--- TASK INSTRUCTIONS ---
Your answer must be an exact copy of every record below.

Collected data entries

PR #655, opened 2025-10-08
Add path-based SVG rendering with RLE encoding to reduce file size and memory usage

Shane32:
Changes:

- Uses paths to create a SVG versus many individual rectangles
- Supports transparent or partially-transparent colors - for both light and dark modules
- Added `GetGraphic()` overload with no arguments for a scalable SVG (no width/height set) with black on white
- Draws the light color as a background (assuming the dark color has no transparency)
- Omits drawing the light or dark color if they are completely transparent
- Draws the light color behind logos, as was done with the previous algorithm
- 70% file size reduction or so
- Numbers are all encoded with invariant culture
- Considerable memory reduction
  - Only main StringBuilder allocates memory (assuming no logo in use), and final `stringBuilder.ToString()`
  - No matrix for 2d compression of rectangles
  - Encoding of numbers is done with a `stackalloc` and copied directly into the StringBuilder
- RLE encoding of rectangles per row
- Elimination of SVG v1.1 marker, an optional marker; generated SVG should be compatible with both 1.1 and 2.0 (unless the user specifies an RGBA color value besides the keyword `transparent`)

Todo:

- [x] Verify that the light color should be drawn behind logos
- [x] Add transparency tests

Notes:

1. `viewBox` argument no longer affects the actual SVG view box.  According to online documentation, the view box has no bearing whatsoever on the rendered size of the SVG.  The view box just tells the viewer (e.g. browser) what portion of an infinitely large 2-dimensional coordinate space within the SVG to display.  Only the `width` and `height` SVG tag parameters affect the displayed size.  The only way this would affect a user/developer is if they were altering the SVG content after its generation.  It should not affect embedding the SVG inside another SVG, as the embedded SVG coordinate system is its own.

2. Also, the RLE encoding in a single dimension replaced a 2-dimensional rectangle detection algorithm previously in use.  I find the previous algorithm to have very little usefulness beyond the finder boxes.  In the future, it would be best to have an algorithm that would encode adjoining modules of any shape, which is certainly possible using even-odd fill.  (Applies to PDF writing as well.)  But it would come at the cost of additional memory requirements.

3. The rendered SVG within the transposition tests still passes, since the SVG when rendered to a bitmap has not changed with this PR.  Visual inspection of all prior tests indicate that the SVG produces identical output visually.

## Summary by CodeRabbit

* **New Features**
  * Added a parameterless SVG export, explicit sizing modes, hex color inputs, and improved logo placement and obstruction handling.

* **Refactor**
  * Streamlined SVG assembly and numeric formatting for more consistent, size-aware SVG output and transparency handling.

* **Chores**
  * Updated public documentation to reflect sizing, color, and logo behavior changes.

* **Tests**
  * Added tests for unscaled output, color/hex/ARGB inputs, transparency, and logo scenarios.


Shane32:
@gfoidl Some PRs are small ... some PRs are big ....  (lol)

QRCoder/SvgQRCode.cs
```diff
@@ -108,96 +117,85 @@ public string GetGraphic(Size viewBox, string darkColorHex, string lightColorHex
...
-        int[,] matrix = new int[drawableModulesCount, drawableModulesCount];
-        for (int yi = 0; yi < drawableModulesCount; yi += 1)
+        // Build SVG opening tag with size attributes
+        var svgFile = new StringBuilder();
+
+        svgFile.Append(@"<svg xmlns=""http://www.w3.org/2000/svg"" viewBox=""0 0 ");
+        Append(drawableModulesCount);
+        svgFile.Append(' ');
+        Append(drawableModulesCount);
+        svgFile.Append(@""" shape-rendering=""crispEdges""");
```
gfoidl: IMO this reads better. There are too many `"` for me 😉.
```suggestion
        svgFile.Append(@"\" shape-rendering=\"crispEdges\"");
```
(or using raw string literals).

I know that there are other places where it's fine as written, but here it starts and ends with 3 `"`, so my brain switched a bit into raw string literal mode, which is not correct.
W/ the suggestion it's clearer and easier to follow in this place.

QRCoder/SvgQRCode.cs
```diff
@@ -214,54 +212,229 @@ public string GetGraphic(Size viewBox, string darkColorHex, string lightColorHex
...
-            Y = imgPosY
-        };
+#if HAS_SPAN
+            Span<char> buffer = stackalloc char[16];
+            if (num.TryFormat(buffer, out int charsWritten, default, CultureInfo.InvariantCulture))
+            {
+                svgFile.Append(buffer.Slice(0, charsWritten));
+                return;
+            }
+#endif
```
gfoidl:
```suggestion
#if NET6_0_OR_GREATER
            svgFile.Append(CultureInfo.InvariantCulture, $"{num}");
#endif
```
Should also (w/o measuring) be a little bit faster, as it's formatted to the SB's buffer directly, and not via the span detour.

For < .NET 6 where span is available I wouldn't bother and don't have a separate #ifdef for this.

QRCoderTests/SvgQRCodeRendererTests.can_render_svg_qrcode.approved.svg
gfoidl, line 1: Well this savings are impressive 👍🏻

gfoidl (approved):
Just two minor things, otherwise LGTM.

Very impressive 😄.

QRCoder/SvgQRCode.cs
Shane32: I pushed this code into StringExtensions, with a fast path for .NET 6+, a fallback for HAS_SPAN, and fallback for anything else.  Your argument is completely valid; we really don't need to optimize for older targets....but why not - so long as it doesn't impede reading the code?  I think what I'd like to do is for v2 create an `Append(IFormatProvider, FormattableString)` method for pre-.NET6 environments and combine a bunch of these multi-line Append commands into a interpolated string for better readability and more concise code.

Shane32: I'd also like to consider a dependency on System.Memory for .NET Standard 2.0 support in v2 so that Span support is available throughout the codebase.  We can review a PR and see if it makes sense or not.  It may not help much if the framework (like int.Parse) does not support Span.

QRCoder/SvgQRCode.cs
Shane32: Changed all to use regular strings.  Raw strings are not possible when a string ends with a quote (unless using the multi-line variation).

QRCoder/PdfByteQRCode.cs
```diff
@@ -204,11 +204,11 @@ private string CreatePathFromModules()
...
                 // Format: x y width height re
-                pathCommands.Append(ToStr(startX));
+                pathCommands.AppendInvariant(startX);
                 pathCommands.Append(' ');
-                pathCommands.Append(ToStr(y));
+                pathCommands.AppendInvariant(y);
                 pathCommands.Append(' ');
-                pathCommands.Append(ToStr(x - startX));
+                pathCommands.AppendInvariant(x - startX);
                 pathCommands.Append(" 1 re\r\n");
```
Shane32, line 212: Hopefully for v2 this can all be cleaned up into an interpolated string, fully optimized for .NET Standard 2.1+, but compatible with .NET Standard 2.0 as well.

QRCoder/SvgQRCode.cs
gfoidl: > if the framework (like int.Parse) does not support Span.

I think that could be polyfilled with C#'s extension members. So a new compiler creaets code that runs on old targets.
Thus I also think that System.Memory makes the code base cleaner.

--- TASK SOLUTION ---
PR #655, opened 2025-10-08
Add path-based SVG rendering with RLE encoding to reduce file size and memory usage

Shane32:
Changes:

- Uses paths to create a SVG versus many individual rectangles
- Supports transparent or partially-transparent colors - for both light and dark modules
- Added `GetGraphic()` overload with no arguments for a scalable SVG (no width/height set) with black on white
- Draws the light color as a background (assuming the dark color has no transparency)
- Omits drawing the light or dark color if they are completely transparent
- Draws the light color behind logos, as was done with the previous algorithm
- 70% file size reduction or so
- Numbers are all encoded with invariant culture
- Considerable memory reduction
  - Only main StringBuilder allocates memory (assuming no logo in use), and final `stringBuilder.ToString()`
  - No matrix for 2d compression of rectangles
  - Encoding of numbers is done with a `stackalloc` and copied directly into the StringBuilder
- RLE encoding of rectangles per row
- Elimination of SVG v1.1 marker, an optional marker; generated SVG should be compatible with both 1.1 and 2.0 (unless the user specifies an RGBA color value besides the keyword `transparent`)

Todo:

- [x] Verify that the light color should be drawn behind logos
- [x] Add transparency tests

Notes:

1. `viewBox` argument no longer affects the actual SVG view box.  According to online documentation, the view box has no bearing whatsoever on the rendered size of the SVG.  The view box just tells the viewer (e.g. browser) what portion of an infinitely large 2-dimensional coordinate space within the SVG to display.  Only the `width` and `height` SVG tag parameters affect the displayed size.  The only way this would affect a user/developer is if they were altering the SVG content after its generation.  It should not affect embedding the SVG inside another SVG, as the embedded SVG coordinate system is its own.

2. Also, the RLE encoding in a single dimension replaced a 2-dimensional rectangle detection algorithm previously in use.  I find the previous algorithm to have very little usefulness beyond the finder boxes.  In the future, it would be best to have an algorithm that would encode adjoining modules of any shape, which is certainly possible using even-odd fill.  (Applies to PDF writing as well.)  But it would come at the cost of additional memory requirements.

3. The rendered SVG within the transposition tests still passes, since the SVG when rendered to a bitmap has not changed with this PR.  Visual inspection of all prior tests indicate that the SVG produces identical output visually.

## Summary by CodeRabbit

* **New Features**
  * Added a parameterless SVG export, explicit sizing modes, hex color inputs, and improved logo placement and obstruction handling.

* **Refactor**
  * Streamlined SVG assembly and numeric formatting for more consistent, size-aware SVG output and transparency handling.

* **Chores**
  * Updated public documentation to reflect sizing, color, and logo behavior changes.

* **Tests**
  * Added tests for unscaled output, color/hex/ARGB inputs, transparency, and logo scenarios.


Shane32:
@gfoidl Some PRs are small ... some PRs are big ....  (lol)

QRCoder/SvgQRCode.cs
```diff
@@ -108,96 +117,85 @@ public string GetGraphic(Size viewBox, string darkColorHex, string lightColorHex
...
-        int[,] matrix = new int[drawableModulesCount, drawableModulesCount];
-        for (int yi = 0; yi < drawableModulesCount; yi += 1)
+        // Build SVG opening tag with size attributes
+        var svgFile = new StringBuilder();
+
+        svgFile.Append(@"<svg xmlns=""http://www.w3.org/2000/svg"" viewBox=""0 0 ");
+        Append(drawableModulesCount);
+        svgFile.Append(' ');
+        Append(drawableModulesCount);
+        svgFile.Append(@""" shape-rendering=""crispEdges""");
```
gfoidl: IMO this reads better. There are too many `"` for me 😉.
```suggestion
        svgFile.Append(@"\" shape-rendering=\"crispEdges\"");
```
(or using raw string literals).

I know that there are other places where it's fine as written, but here it starts and ends with 3 `"`, so my brain switched a bit into raw string literal mode, which is not correct.
W/ the suggestion it's clearer and easier to follow in this place.

QRCoder/SvgQRCode.cs
```diff
@@ -214,54 +212,229 @@ public string GetGraphic(Size viewBox, string darkColorHex, string lightColorHex
...
-            Y = imgPosY
-        };
+#if HAS_SPAN
+            Span<char> buffer = stackalloc char[16];
+            if (num.TryFormat(buffer, out int charsWritten, default, CultureInfo.InvariantCulture))
+            {
+                svgFile.Append(buffer.Slice(0, charsWritten));
+                return;
+            }
+#endif
```
gfoidl:
```suggestion
#if NET6_0_OR_GREATER
            svgFile.Append(CultureInfo.InvariantCulture, $"{num}");
#endif
```
Should also (w/o measuring) be a little bit faster, as it's formatted to the SB's buffer directly, and not via the span detour.

For < .NET 6 where span is available I wouldn't bother and don't have a separate #ifdef for this.

QRCoderTests/SvgQRCodeRendererTests.can_render_svg_qrcode.approved.svg
gfoidl, line 1: Well this savings are impressive 👍🏻

gfoidl (approved):
Just two minor things, otherwise LGTM.

Very impressive 😄.

QRCoder/SvgQRCode.cs
Shane32: I pushed this code into StringExtensions, with a fast path for .NET 6+, a fallback for HAS_SPAN, and fallback for anything else.  Your argument is completely valid; we really don't need to optimize for older targets....but why not - so long as it doesn't impede reading the code?  I think what I'd like to do is for v2 create an `Append(IFormatProvider, FormattableString)` method for pre-.NET6 environments and combine a bunch of these multi-line Append commands into a interpolated string for better readability and more concise code.

Shane32: I'd also like to consider a dependency on System.Memory for .NET Standard 2.0 support in v2 so that Span support is available throughout the codebase.  We can review a PR and see if it makes sense or not.  It may not help much if the framework (like int.Parse) does not support Span.

QRCoder/SvgQRCode.cs
Shane32: Changed all to use regular strings.  Raw strings are not possible when a string ends with a quote (unless using the multi-line variation).

QRCoder/PdfByteQRCode.cs
```diff
@@ -204,11 +204,11 @@ private string CreatePathFromModules()
...
                 // Format: x y width height re
-                pathCommands.Append(ToStr(startX));
+                pathCommands.AppendInvariant(startX);
                 pathCommands.Append(' ');
-                pathCommands.Append(ToStr(y));
+                pathCommands.AppendInvariant(y);
                 pathCommands.Append(' ');
-                pathCommands.Append(ToStr(x - startX));
+                pathCommands.AppendInvariant(x - startX);
                 pathCommands.Append(" 1 re\r\n");
```
Shane32, line 212: Hopefully for v2 this can all be cleaned up into an interpolated string, fully optimized for .NET Standard 2.1+, but compatible with .NET Standard 2.0 as well.

QRCoder/SvgQRCode.cs
gfoidl: > if the framework (like int.Parse) does not support Span.

I think that could be polyfilled with C#'s extension members. So a new compiler creaets code that runs on old targets.
Thus I also think that System.Memory makes the code base cleaner.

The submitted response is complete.